Richard Whatmore tells a counterintuitive story of The End of Enlightenment through eight key thinkers who at the close of the 18th century considered that the promise of Enlightenment values including peace, toleration, progress and democracy had been eroded. This decline was accompanied by revolution, economic downturn, war and competition amongst European powers which sought to maintain and expand their “commercial empires”. Yet the result was bankruptcy, the loss of liberty as monarchies became absolutist and “republics entered a prolonged period of crisis” (p. xxiv).

The American and French Revolutions further disrupted the colonial empires of Britain and France as well as the mercantilist system. As the United States and Haiti gained independence, the universality of Enlightenment values was brought into question as liberty, equality and fraternity tended to apply only to European men. Whatmore’s story is not so much about Enlightenment universality and/or the partial collapse of these two major colonial empires as it is about the decline of Enlightenment values that had been forged over the late 17th to 18th centuries as the European wars of religion came to their end (p. 135) and new ideas of secular political rule developed.

Lamenting the demise of Enlightenment values

Whatmore outlines Adam Smith’s critique of the mercantilist system that entailed a trading monopoly between a colonial power and its colonies, restricted trade, economic growth and vested much power in the “new monied class” whose liquid assets and moveable wealth were not always tied to the public interests of any particular state. This system, Whatmore notes, was “a corrupt nexus of merchants and bankers, who moved capital for trade”; moreover “the politicians they bribed … made legislation for their own profit rather than the good of society” (p. xxvi). Both Smith and Hume denounced it. Their denunciation forms the critical perspective from which Enlightenment thinkers lamented its end.

Whatmore distinguishes two groups of thinkers who grappled with this decline. The first includes Catherine Macaulay, Jacques-Pierre Brissot, Mary Wollstonecraft and Thomas Paine who all thought that “liberty, revolution and republicanism might … restore enlightenment”. The second group comprises William Petty (the second Earl of Shelburne), Edward Gibbon and Edmund Burke all of whom considered “that a Britain turned away from empire, war and commercial excess might become a beacon of moderation and toleration” (p. xxxii). Whatmore’s book presents a chapter on each of these thinkers and considers how they theorised and dealt with the demise of Enlightenment values. These are not the usual thinkers one encounters in a book on 18th century thought and bringing them together around the theme of the end of Enlightenment presents a new understanding of the history of Enlightenment thinking that involves much scepticism and is critical of the economic and political structures of imperialism. The book is very well researched and recounts a complex story of multiple events that contributed to the perception of the decline of the Enlightenment.

The Enlightenment in colonial context

Slaves cutting the sugar cane - Ten Views in the Island of Antigua (1823)

The notion of the end of Enlightenment begs the question: what is Enlightenment? Whatmore opens his book with a brief examination on its meanings and highlights that the concept was contested notably with regard to colonialism, sexism and racism.
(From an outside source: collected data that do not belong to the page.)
PR #1136, opened 2026-08-22
fix(ptx-schedule): the usage line brackets an option the CLI requires

vyncint:
Follow-up to #1109, whose review flagged it: *"the brackets mark the flag optional, but outside `--list-sites` the output path is required (main.rs exits with the usage message when it is missing). Candidate for a later polish pass."*

## What is wrong

```
usage: ptx-schedule INPUT.ptx [--list-sites] ... [-o|--output OUTPUT] ...
```

One bracketed list cannot state this CLI's shape: `--output` is required to perturb and meaningless when listing, so bracketing it is wrong in one mode and misleading in the other.

It becomes one line per invocation form, which is what `cuda-intrinsics-gen`'s usage text already does for the same reason:

```
usage:
  ptx-schedule INPUT.ptx --list-sites
        print the schedule-sensitive sites as JSON; the options below are ignored
  ptx-schedule INPUT.ptx -o|--output OUTPUT [--seed N] [--intensity F]
        [--max-sleep-ns N] [--focus TEXT] [--decisions-json FILE]
        write a perturbed copy of INPUT.ptx to OUTPUT
```

## The second half of the same problem

Every way to get the command line wrong printed the identical block with nothing said about which way. `usage_because` prefixes the reason, and the six copies of `args.next().unwrap_or_else(|| usage())` — each meaning "this flag needs a value", none saying so — become one `next_value` helper that names the flag. Before, all four of these printed the same wall of text:

```
ptx-schedule                   error: an input PTX file is required
ptx-schedule x.ptx --seed      error: --seed needs a value
ptx-schedule x.ptx --bogus     error: unrecognized argument "--bogus"
ptx-schedule x.ptx --seed 7    error: -o|--output is required unless --list-sites is given
```

Exit code stays 2 in every case. Both working forms are unchanged, verified against a real module: `--list-sites` prints the JSON, and `--seed 7 -o out.ptx` reports `sites=2 injected=2`.

## Verification

Two tests. The first turns #1109's hand-checked parity into an assertion: the usage text names exactly the long flags the parser accepts, both directions, reading the arms out of the source — an arm can name two spellings (`"-o" | "--output"`), so it takes every quoted flag on the line. The second pins the shape this PR is about: `--output` is not bracketed on the form that requires it, and does not appear on the listing form. They fail respectively when a flag is dropped from the text and when the brackets are put back.

The README needs no change — its two examples are already the two forms, one with `-o` and one without.

16 tests pass, fmt clean, `clippy --all-targets -- -D warnings` clean, `cargo doc --document-private-items` clean. One file; no open PR touches it.

## Maintainer repair

- Clap models exactly two forms: list sites, or rewrite to an output file.
- Malformed, missing, and conflicting arguments exit 2 before file access.
- 14 crate tests and 3 CLI integration tests pass, with fmt, strict clippy, rustdoc, and diff checks.

### DIFF
--- a/Cargo.lock
+++ b/Cargo.lock
@@ -1086,6 +1086,7 @@ version = "0.1.0"
 name = "ptx-schedule"
 version = "0.1.0"
 dependencies = [
+ "clap",
  "dialect-ptx",
  "oxide-artifacts",
  "ptx-parse",
--- a/crates/ptx-schedule/Cargo.toml
+++ b/crates/ptx-schedule/Cargo.toml
@@ -12,6 +12,7 @@ description = "Structural PTX schedule analysis and deterministic perturbation"
 readme = "README.md"
 
 [dependencies]
+clap = { version = "4", features = ["derive"] }
 dialect-ptx = { workspace = true }
 oxide-artifacts = { workspace = true, features = ["object-read"] }
 ptx-parse = { workspace = true }
--- a/crates/ptx-schedule/src/main.rs
+++ b/crates/ptx-schedule/src/main.rs
@@ -8,16 +8,44 @@ use std::env;
 use std::fs;
 use std::path::PathBuf;
 
+/// The two invocation forms, one per line.
+///
+/// A single bracketed list cannot state this CLI's shape: `--output` is
+/// required to perturb and meaningless to list, and bracketing it read as
+/// optional in both. One line per form is what `cuda-intrinsics-gen`'s usage
+/// text does for the same reason.
+const USAGE: &str = "usage:
+  ptx-schedule INPUT.ptx --list-sites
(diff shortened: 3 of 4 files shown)


nihalpasham:
- Reproduced the parser failures: another flag could be consumed as a value, parse errors returned 1, and list mode accepted rewrite-only options.
- I layered one commit that models the two forms with Clap and rejects invalid combinations before file access.
- Integration tests cover missing values, flag-as-value, invalid and unknown flags, conflicting modes, no-output guarantees, and both valid forms. All 14 crate tests, 3 CLI tests, fmt, strict clippy, and rustdoc pass; hosted CI is queued and waiting for explicit fork-run approval.
- This is the follow-up requested in #1109; no issue closes on merge.

nihalpasham (approved):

He cites some of its main critics, noting that those “who rejected the Enlightenment were socialists or Marxists, often inheritors of religious or republican traditions” (p. 4). In an oblique reproach of critics of Enlightenment modernity for “detecting the errors of the past alone while ignoring the deeper and more complex currents that were in play then” and now, Whatmore demonstrates that thinking at this time was not singular and there were debates for and against imperialism and slavery (p. 6).

However, by making such a statement he dismisses some of these critiques – notably those developed in subaltern, postcolonial and critical race theory – which contend that modernity and Enlightenment thinking emerged through the often-violent colonial encounter that entailed conquest, genocide, oppression and enslavement of non-European peoples. Nevertheless, colonialism generated a great deal of wealth that contributed to new ideas, the advancement of the arts, human and physical sciences including moral philosophy in Europe.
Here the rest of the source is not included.